[THE RECORDS — start]

PR #4403, opened 2023-09-23
PFW-1542 Fix an issue where print can't be stopped under specific circumstances

gudnimg:
ℹ️ This has been an issue since at least FW 3.9

There is a bug where if the printer is recovering a print, it will execute a blocking loop to restore the extruder and bed temperatures. But if a Fan error is triggered in this loop, then the user can't abort the print via LCD.

If the fan error resolves on its own the 'Resume print' menu will appear in a few seconds. But if not, then the user can't resume the print (which is normal). But with the bug above the user can't abort the print either!

The problem is essentially `isPrintPaused` variable is cleared too early. We should wait until the print is completely restored first.

Steps to reproduce:
1. Start a print
2. Pause the print
3. Wait for extruder temperature to fall at lest 180°C
4. Click 'Resume' print
5. While heating, stop the hotend fan and wait for a few seconds until an error is raised
6. Observe issue => 'Stop print' menu item is gone!

TODO:
- [x] Unload filament, and similar 'filament' menus should not be visible in this state.

PFW-1542

### DIFF
--- a/Firmware/ultralcd.cpp
+++ b/Firmware/ultralcd.cpp
@@ -5009,7 +5009,6 @@ void lcd_resume_print()
     lcd_setstatuspgm(_T(MSG_FINISHING_MOVEMENTS));
     st_synchronize();
     custom_message_type = CustomMsg::Resuming;
-    isPrintPaused = false;
 
     // resume processing USB commands again and restore hotend fan state (in case the print was
     // stopped due to a thermal error)
@@ -5017,6 +5016,7 @@ void lcd_resume_print()
     Stopped = false;
 
     restore_print_from_ram_and_continue(default_retraction);
+    isPrintPaused = false;
     pause_time += (_millis() - start_pause_print); //accumulate time when print is paused for correct statistics calculation
     refresh_cmd_timeout();
     SERIAL_PROTOCOLLNRPGM(MSG_OCTOPRINT_RESUMED); //resume octoprint
--- a/Firmware/ultralcd.cpp
+++ b/Firmware/ultralcd.cpp
@@ -99,7 +99,6 @@ static void lcd_language_menu();
 static void lcd_main_menu();
 static void lcd_tune_menu();
 static void lcd_settings_menu();
-static void lcd_calibration_menu();
 static void lcd_control_temperature_menu();
 #ifdef TMC2130
 static void lcd_settings_linearity_correction_menu_save();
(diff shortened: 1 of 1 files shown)


gudnimg:
@3d-gussner I think this fixes a lot of inconsistencies with the menus. For example I suspect we don't need this change anymore: https://github.com/prusa3d/Prusa-Firmware/commit/77a4b99f5e83dd94dd5d311108bf124e01518dd1

Firmware/ultralcd.cpp
```diff
@@ -5253,17 +5250,15 @@ static void lcd_main_menu()
...
 #endif //SDSUPPORT
 
-    if(!isPrintPaused && !printJobOngoing() && (lcd_commands_type == LcdCommands::Idle)) {
-        if (!farm_mode) {
-            const int8_t sheet = eeprom_read_byte(&(EEPROM_Sheets_base->active_sheet));
-            const int8_t nextSheet = eeprom_next_initialized_sheet(sheet);
-            if ((nextSheet >= 0) && (sheet != nextSheet)) { // show menu only if we have 2 or more sheets initialized
-                MENU_ITEM_FUNCTION_E(EEPROM_Sheets_base->s[sheet], eeprom_switch_to_next_sheet);
-            }
+    if(!printer_active() && !farm_mode) {
```
gudnimg, line 5253: This change hides the Sheet menu item for more scenarios:

* If the printer is Homing or running Mesh Bed Leveling
* A print is saved in RAM

Firmware/ultralcd.cpp
```diff
@@ -5253,17 +5250,15 @@ static void lcd_main_menu()
...
+        const int8_t sheet = eeprom_read_byte(&(EEPROM_Sheets_base->active_sheet));
+        const int8_t nextSheet = eeprom_next_initialized_sheet(sheet);
+        if ((nextSheet >= 0) && (sheet != nextSheet)) { // show menu only if we have 2 or more sheets initialized
+            MENU_ITEM_FUNCTION_E(EEPROM_Sheets_base->s[sheet], eeprom_switch_to_next_sheet);
         }
     }
 
-    if ( ! ( printJobOngoing() || (lcd_commands_type != LcdCommands::Idle) || (eFilamentAction != FilamentAction::None) || Stopped ) ) {
+    if ( ! ( printer_active() || (eFilamentAction != FilamentAction::None) || Stopped ) ) {
```
gudnimg, line 5261: This change hides the menu items for more scenarios:

* If the printer is Homing or running Mesh Bed Leveling
* A print is saved in RAM
* A print is paused

gudnimg:
@3d-gussner let me know if I should remove the menu changes (they are technically unrelated to the core issue blocking final 3.13.2 release). I only added them since you mentioned these menus shouldn't be available when resuming a print or when it's paused.

I did try unloading filament during a pause and it behaves strangely. (With MMU btw)

3d-gussner (approved):
Works well, tried really hard to BREAK it with multiple stall/resume stall while resuming multiple times. Always recovered correctly.
@gudnimg Please prepare a cherry-pick PR for MK_3.13.2 branch. Maybe only the fan fix without the 2nd part and menus.

PR #4405, opened 2023-09-23
MMU: always wait for a request's expected response

gudnimg:
If a planned request is activated when the protocol status is `Finished` then the firmware must wait for the response when the respective request is expecting it.

`manage_response` shouldn't return `Finished` unless the response is received/parsed because the printer needs to be able to act on it in a deterministic way. In other words always make sure a response is followed by its respective request before leaving `manage_response`.

An example is a register read using `ReadRegister()`.

Step to reproduce issue:
1. Fail selector homing
2. Select 'Tune' item
3. Observe issue. In this situation you can see the value for the previous register read is shown. Which is 0. This is very timing dependent and does not always happen.
4. Repeat step 2 until the issue appears. It may take a few times.

Some serial logs I had locally:

| BEFORE | AFTER |
|------|------|
|  mmu-bug-log    |   mmu-fix-log   |

I've observed this issue on Write Register requests and MMU Button requests. Probably applies to all requests which expect a response.

### DIFF
--- a/Firmware/mmu2_protocol_logic.cpp
+++ b/Firmware/mmu2_protocol_logic.cpp
@@ -809,14 +809,11 @@ StepStatus ProtocolLogic::Step() {
         // We are ok, switching to Idle if there is no potential next request planned.
         // But the trouble is we must report a finished command if the previous command has just been finished
         // i.e. only try to find some planned command if we just finished the Idle cycle
-        bool previousCommandFinished = currentScope == Scope::Command; // @@TODO this is a nasty hack :(
         if (!ActivatePlannedRequest()) {                               // if nothing is planned, switch to Idle
             SwitchToIdle();
-        } else {
+        } else if (ExpectsResponse()) {
             // if the previous cycle was Idle and now we have planned a new command -> avoid returning Finished
-            if (!previousCommandFinished && currentScope == Scope::Command) {
-                currentStatus = Processing;
-            }
+            currentStatus = Processing;
         }
     } break;
     case CommandRejected:


gudnimg:
I'm tempted to add this to 3.13.2 milestone but will let you guys decide @DRracer @3d-gussner

Firmware/mmu2_protocol_logic.cpp
```diff
@@ -818,6 +818,11 @@ StepStatus ProtocolLogic::Step() {
                 currentStatus = Processing;
             }
         }
+
+        if (ExpectsResponse()) {
```
DRracer: Is it really relevant at this level of code? Shouldn't it be in the `else` block?

IMO if we activated a planned request (which is the case of ReadRegister), it should step into the `else` block ... may be the condition:
```
if (!previousCommandFinished && currentScope == Scope::Command) {
```
should be changed to
```
if(ExpectsResponse()){
```
What do you think?

DRracer (changes requested):
Generally I agree, but may be the added code doesn't fix the real problem - please see my other comment.

Ideally, I'd like to see this scenario unit tested in MK4

Firmware/mmu2_protocol_logic.cpp
3d-gussner: @gudnimg Is this solved?

gudnimg: We cant use the else block because the if statement will always be true in this scenario: `if (!ActivatePlannedRequest())`, where there is no planned request waiting but we are expecting a response from a previously “activated planned request”.

The bug here may be a planned request is always activated regardless if we’ve not received the response yet. For example if 3 requests were theoretically planned, they’d all be activated after the other and the responses are “ignored”. 

I didnt touch the if-else since I was worried about breaking things, but I suspect it is wrong.

gudnimg: @DRracer I've got the unit tests working on the MK4 side now. I tried your suggestion where

```c
if (!previousCommandFinished && currentScope == Scope::Command) {
```

is changed to:

```c
if(ExpectsResponse()){
```

And it also passes the unit test! 👍 I'll test this on the hardware now, and if it works then I'll submit the changes. If it doesn't work, then I guess I'll need to update the unit tests ;)

gudnimg: I can confirm the fix works.
image

gudnimg: Here is an example where the fix is working for register writes. The "Expecting response!" log is in the same line as we have `currentStatus = Processing;`
image

DRracer:
This change definitely break the unit tests
`Marlin::MMU2::ProtocolLogic AsyncCommandRqCommandReset`
Not sure yet, if the unit tests are correct in this regard.

DRracer (approved):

[THE RECORDS — finish]

ABOUT THIS TASK:
Each line of the records, from the opening one through the line holding "There is a bug", should be restated word for word, with nothing else in the answer.

WRITTEN RESPONSE:
PR #4403, opened 2023-09-23
PFW-1542 Fix an issue where print can't be stopped under specific circumstances

gudnimg:
ℹ️ This has been an issue since at least FW 3.9

There is a bug where if the printer is recovering a print, it will execute a blocking loop to restore the extruder and bed temperatures. But if a Fan error is triggered in this loop, then the user can't abort the print via LCD.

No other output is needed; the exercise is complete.